Ould Kablia had said earlier that one victim in M'Sila, 300 kilometres (180 miles) southeast of Algiers, was shot dead Friday in an attempt to break into a police station. Newspaper El Khabar named the victim as 18-year-old Azzedine Lebza.
              
Another victim at Tipaza, 70 kilometres west of Algiers, was found with head wounds on Friday but the exact cause of death was not known, he said. A medical official said earlier that the man, 32-year-old Akriche Abdelfattah, had been hit in the face by a tear gas canister.
              
Ould Kablia said police had been ordered to show restraint in containing the demonstrations and had paid for it.
              
"More than 300 police and gendarmes have been wounded, while on the other side there are fewer than 100 hurt," he said.
              
The minister said police had made an unspecified number of arrests, slamming "criminal acts of destruction and violence by demonstrators who spared neither public nor private property."
              
Youths clashed with police in Algiers and other cities across the country on Friday despite appeals for calm from imams on the third day of unrest.
              
In Annaba, 600 kilometres west of Algiers, 21 people including seven police were injured, according to emergency services and a policeman who asked not to be named.
              
The rioting, which broke out after Friday prayers in a poor neighbourhood of the city, continued late into the night and on Saturday.
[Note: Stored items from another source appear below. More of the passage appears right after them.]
Issue #460, opened 2025-07-21
Integration tests for completions streaming


mdevino:
We need to create integration tests for the completions streaming endpoint with the stream option enabled. Tests should be similar to the ones found in #417.

PR #490, opened 2025-08-28
Completions endpoint streaming tests

mdevino:
This PR adds integration tests for streaming scenarios in the `/api/v2/text/completions-detection` endpoint. Tests are similar to chat-completions. The main differences that come to mind are:
1. As there's no concept of "role" in completions, the first message of the stream already contains `text`.
2. In contrast to chat-completions, the last stream message contains both, `text` and `finish_reason`.

This PR also implements `Default` for `Completions` to align with the value of `object` with [Open AI's documentation](https://platform.openai.com/docs/api-reference/completions/object#completions/object-object).


mdevino:
This PR closes #460.

PR #514, opened 2025-11-03
Feat: Add api_token field to client configuration

RobGeada:
## Description
Introduces `api_token` as a field to the client config struct:

```yaml
      service:
        hostname: model.url.com/v1
        port: 8443
        api_token: MODEL_TOKEN
```

If set, the orchestrator will look for an environment variable matching the value, e.g., `$MODEL_TOKEN`. If it exists, it is injected as a bearer token in the HTTP request. In the example above, `Authorization: Bearer $MODEL_TOKEN` will be sent as a header in all requests to that client. 

This enables:
- communication with authenticated clients in scenarios where the orchestrator cannot receive authorization tokens from the calling client (e.g., when requests to the orchestrator are proxied by `kube-rbac-proxy`)
- per-client API keys

## Verification
Manual testing confirmed that this works as expected

### DIFF
--- a/src/clients/http.rs
+++ b/src/clients/http.rs
@@ -144,9 +144,7 @@ impl HttpClient {
 
     /// Injects the API token as a Bearer token in the Authorization header if configured and present in the environment.
     fn inject_api_token(&self, headers: &mut HeaderMap) -> Result<(), Error> {
-        if let Some(env_var) = &self.api_token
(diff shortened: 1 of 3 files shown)


RobGeada:
@declark1 thanks for the review- I've incorporated your changes and re-verified that it all works as expected

PR #385, opened 2018-01-02
Shield Fixed Key Encryption

daviddob:
- Introduces a new boolean for jobs, allowing operators to mark them as "DR" jobs that use a fixed key.
- Introduces a Disaster Key used to derive fixed encryption keys used for fixed-key jobs provided at initialization time.
- On shield rekey, operators will be given the option to rotate their Disaster Key as well; in which the same process from shield init is followed.


client/v2/shield/init.go
```diff
@@ -1,10 +1,32 @@
...
 		Master string `json:"master"`
 	}{
 		Master: master,
 	}
-	return c.post("/v2/init", in, nil)
+
+	out := struct {
+		DisasterKey string `json:"disaster_key"`
+	}{
+		DisasterKey: "",
```
jhunt: You don't need to initialize this anon structure var.

client/v2/shield/init.go
```diff
@@ -1,10 +1,32 @@
...
+
+func (c *Client) SplitKey(s string, n int) string {
+	var buffer bytes.Buffer
+	for i, rune := range s {
+		buffer.WriteRune(rune)
+		if i%n == (n-1) && i != (len(s)-1) {
+			buffer.WriteRune('\n')
+		}
+	}
+	return buffer.String()
```
jhunt: There's a more legible way of doing this (breaking a long string into lines) using string slices; we should investigate.

client/v2/shield/rekey.go
```diff
@@ -1,12 +1,23 @@
...
 		OldMaster: oldmaster,
 		NewMaster: newmaster,
+		RekeyDR:   rekeyDR,
 	}
-	return c.post("/v2/rekey", in, nil)
+
+	out := struct {
+		DisasterKey string `json:"disaster_key"`
+	}{
+		DisasterKey: "",
```
jhunt: You don't need to initialize this anon structure var.

cmd/buckler/main.go
```diff
@@ -83,6 +83,7 @@ var opts struct {
 	Rekey struct {
 		OldMaster string `cli:"--old-master"`
 		NewMaster string `cli:"--new-master"`
+		RekeyDR   bool   `cli:"--rekey-dr"`
```
jhunt: Can we rename this switch to `--rotate-disaster-key`?

cmd/buckler/main.go
```diff
@@ -842,9 +855,19 @@ func main() {
...
+		disasterKey, err := c.Rekey(opts.Rekey.OldMaster, opts.Rekey.NewMaster, opts.Rekey.RekeyDR)
 		bail(err)
 
+		if disasterKey != "" {
+			fmt.Printf("@R{BELOW IS YOUR DISASTER KEY FOR RECOVERING FIXED-KEY BACKUPS.}\n")
+			fmt.Printf("@R{SAVE THIS IN A SECURE LOCATION.}\n")
+			fmt.Printf("----------------------------------------------------------------\n")
+			fmt.Printf("@Y{" + c.SplitKey(disasterKey, 64) + "}")
+			fmt.Printf("\n----------------------------------------------------------------\n")
+		} else if opts.Rekey.RekeyDR {
```
jhunt: Is it possible for Rekey() to return a nil err and an empty disaster key?  If it is, we should fix that.

cmd/buckler/main.go
```diff
@@ -812,11 +815,21 @@ func main() {
...
 
 		fmt.Printf("SHIELD core unlocked successfully.\n")
 
+		if disasterKey != "" {
+			fmt.Printf("@R{BELOW IS YOUR DISASTER KEY FOR RECOVERING FIXED-KEY BACKUPS.}\n")
+			fmt.Printf("@R{SAVE THIS IN A SECURE LOCATION.}\n")
+			fmt.Printf("----------------------------------------------------------------\n")
+			fmt.Printf("@Y{" + c.SplitKey(disasterKey, 64) + "}")
+			fmt.Printf("\n----------------------------------------------------------------\n")
+		} else {
```
jhunt: Is it possible for Initialize() to return a nil err and an empty disaster key? If it is, we should fix that.

cmd/buckler/main.go
```diff
@@ -2103,9 +2126,9 @@ func main() {
 			)
 		*/
 		/* FIXME: support --long / -l and maybe --output / -o "fmt-str" */
-		tbl := tui.NewTable("UUID", "Name", "Summary", "Schedule", "Status", "Policy", "SHIELD Agent", "Target", "Store")
+		tbl := tui.NewTable("UUID", "Name", "Summary", "Schedule", "Status", "Policy", "SHIELD Agent", "Target", "Store", "Disaster Recovery")
 		for _, job := range jobs {
-			tbl.Row(job, job.UUID, job.Name, job.Summary, job.Schedule, job.Status(), job.Policy.Name, job.Agent, job.Target.Name, job.Store.Name)
+			tbl.Row(job, job.UUID, job.Name, job.Summary, job.Schedule, job.Status(), job.Policy.Name, job.Agent, job.Target.Name, job.Store.Name, job.DisasterRecovery)
```
jhunt: What do you think about putting a "Type" column before "Name", and setting it to "normal" if not a DR job, and "DR" if it is (probably with some coloring for boldness), vs. having a dedicated "Disaster Recovery" column?

cmd/buckler/main.go
```diff
@@ -2147,6 +2170,7 @@ func main() {
 		r.Add("Storage Plugin", job.Store.Plugin)
 		r.Break()
 
+		r.Add("Disaster Recovery", strconv.FormatBool(job.DisasterRecovery))
```
jhunt: If we do the "Type" thing in the table, we should do the same here.

db/schema_v4.go
```diff
@@ -87,17 +87,18 @@ func (s v4Schema) Deploy(db *DB) error {
...
+	               store_uuid         UUID NOT NULL,
+	               tenant_uuid        UUID,
+	               schedule           TEXT NOT NULL,
+	               next_run           INTEGER DEFAULT 0,
+	               retention_uuid     UUID NOT NULL,
+	               priority           INTEGER DEFAULT 50,
+	               paused             BOOLEAN,
+	               name               TEXT,
+				   summary            TEXT,
+				   disaster_recovery  INTEGER DEFAULT 0
```
jhunt: You've got some whitespace issues here...

web2/htdocs/index.html
```diff
@@ -243,6 +243,36 @@ <h2>CLI Authentication Credentials</h2>
...
           </div>
     <!-- }}} --></script>
+    <script type="text/html" id="tpl--disasterkey"><!-- {{{ -->
+        [[#
+          {disasterkey} template
+  
+          Displays the Shield Disaster Key, so that operators can restore
+          fixed-key backups in the event of a disaster.
+        ]]
+            <div id="cliauth" class="frontdoor">
```
jhunt: This shouldn't be "cliauth" - probably need to rework CSS if it doesn't fall under `.frontdoor`

web2/htdocs/index.html
```diff
@@ -243,6 +243,36 @@ <h2>CLI Authentication Credentials</h2>
...
+              <div>
+                <h1>SHIELD<span>Production<span></h1>
```
jhunt: Shouldn't `Production` come from our SHIELD env?

web2/htdocs/index.html
```diff
@@ -243,6 +243,36 @@ <h2>CLI Authentication Credentials</h2>
...
+                  <p>Here is your SHIELD Disaster Key:</p>
+  
+                  <pre id="disasterkey">[[= _.disaster_key ]]</pre>
+  
+                  <p id="dr-explain">
+                    You will need to save this key in a secure location
+                    for use in recovery of fixed-key backups in a disaster scenario.
+                    Fixed-key backups must be used to backup shield itself. Once you
+                    leave this screen, there is no way to access this key or corresponding
+                    fixed-key backups unless you have saved it!
```
jhunt: We should either change all the other "Disaster Recovery" references to "Fixed Key", or change these "Fixed Key" references to "Disaster Recovery", for consistency.

web2/htdocs/index.html
```diff
@@ -243,6 +243,36 @@ <h2>CLI Authentication Credentials</h2>
...
+                  </p>
+                  <a href="/"><button id="accept">I Understand</button></a>
```
jhunt: What does the accept button do?

web2/htdocs/index.html
```diff
@@ -1029,6 +1059,15 @@ <h3>Configure a New Protected System</h3>[[# {{{ ]]
             <div id="choose-plugin"></div>
             <div id="configure-plugin"></div>
 
+            <div class="ctl" data-field="fixed-key">
+                <label for="target-fixed-key">Fixed-Key Encryption?</label>
```
jhunt: Make the terminology consistent.

web2/htdocs/shield.css
```diff
@@ -865,7 +865,7 @@ form .ctl label {
   line-height: 20px;
   display: block;
 
-  width: 40%;
+  width: 50%;
```
jhunt: How well does this play with the error reporting on form validation?

cmd/buckler/main.go
daviddob: It should not be possible (at least from the API standpoint always a bad, fail, or they key will exist) these checks were more to ensure future api changes dont introduce a bug that isnt caught quickly.

cmd/buckler/main.go
daviddob: (same as above)

cmd/buckler/main.go
daviddob: Type would make a bit more sense if we had more than two and if we expected operators to use fixed-key backups for more than just shield or a rare other case.

web2/htdocs/index.html
daviddob: Just redirects to the landing page which happens to be same as /systems

web2/htdocs/shield.css
daviddob: Seems to work okay, errors still appear as they used to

A local government office was ransacked, according to witnesses.
              
In Tizi Ouzou, capital of the eastern Kabylie region, residents said rioting had spread from the city centre to the outskirts, and demonstrators burning tyres blocked the main road to Algiers.
              
Similar protests took place in the Algiers district of Belcourt but the capital was calmer Saturday.
              
Most of the country's political parties had on Saturday called for immediate measures to tackle the crisis.
              
The National Liberation Front (FLN), the leading member of the country's ruling coalition, called in a statement for "concrete measures to fight against the leap in prices and to protect the purchasing power" of Algerians.
              
"Controls must be imposed on prices. Speculation and monopoly must be fought against," the party said, while condemning "theft and pillaging" during the riots.
              
The General Union of Algerian Workers and Trade Minister Mustapha Benbada have accused producers and wholesalers of inflating prices ahead of new measures requiring them to systematically bill for their goods.
              
The unrest in the country, which is still under a state of emergency following a civil war with Islamist extremists in the 1990s, comes as the UN Food and Agriculture Organisation (FAO)'s food price index hit its highest level since it began in 1990.
              
About 75 percent of Algerians are under the age of 30, and 20 percent of the youth are unemployed, according to the International Monetary Fund. Many are well-qualified but cannot find work.
              
In neighbouring Tunisia, which has been rocked by similar protests over high unemployment, the country's main union on Saturday observed a minute's silence for at least five people who have died since demonstrations began there last month.